The private health system provides comprehensive care for your medical conditions however, it can be difficult to understand the different fees involved.
The government (through Medicare) and your health insurance cover a portion of your medical fees. Each health fund chooses to provide cover only up to a certain level. This level can differ between health funds and even within the same health fund through different policies.
How are fees set?
Mr Chua sets his fees in accordance with the industry standards set by the Australian Medical Association (AMA) and so the standard fee for the same operation does not change between patients.
Why is there a gap?
The gap is the difference between the surgeon’s fees and the rebates provided by Medicare and the health funds. Medicare provides 75% of the Medicare Benefits Schedule fee and your health fund provides the remaining 25%*
*from Doctor’s Bills, Australian Government brochure, August 2014
Variation between funds
Individual health funds choose to cover only a certain amount for each operation. Some funds cover more than others, and fees can also vary due to your level of cover and your choice of policy.

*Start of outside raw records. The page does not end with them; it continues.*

PR #2378, opened 2022-06-25
Replace codecs.open with open

jdufresne:
Since Python 3, using codecs.open() is unnecessary as the builtin
supports an encoding argument. Use the simpler and more conventional
pattern.

The default mode for open() is 'r', so redundant arguments have been
removed.

The argument newline='' was added to FileOpener to preserve line endings
when modifying a file.

### DIFF
--- a/codespell_lib/_codespell.py
+++ b/codespell_lib/_codespell.py
@@ -17,7 +17,6 @@ Copyright (C) 2011  ProFUSION embedded systems
 """
 
 import argparse
-import codecs
 import configparser
 import fnmatch
 import os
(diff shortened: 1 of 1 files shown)


DimitriPapadopoulos:
Thank you for the merge request. It does more than advertised, as it removes the `'r'` mode. I would leave that specific change for a different merge request - such as #2364.

jdufresne:
@DimitriPapadopoulos Rebased :slightly_smiling_face:

DimitriPapadopoulos:
In short, this looks good. I would just explain the`'rb'`/`'wb'` → `'r'`/`'w'` + `newline=''` transition in the commit message.

jdufresne:
> In short, this looks good. I would just explain the`'rb'`/`'wb'` → `'r'`/`'w'` + `newline=''` transition in the commit message.

Done. Let me know if you would like any additional tweaks to the wording.

DimitriPapadopoulos (approved):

Costs Associated with Your Operation
Mr Chua’s fee covers the surgery and the initial post-operative consultations, known as the aftercare period, which is usually six weeks.
His fee does not cover costs associated with other practitioners involved in your care, including your anaesthetist, surgical assistant and physicians. It does not include any excess or co-payments you may have on your health insurance policy.
Slings, crutches, braces, or orthotics provided by the hospital may or may not be covered by your health fund.
Unexpected findings or unplanned, extended hospital stays may incur further costs not covered by your health fund.
Please feel free to discuss any questions regarding surgery fees with Mr Chua. He is happy to answer any queries you have or clarify any information for you.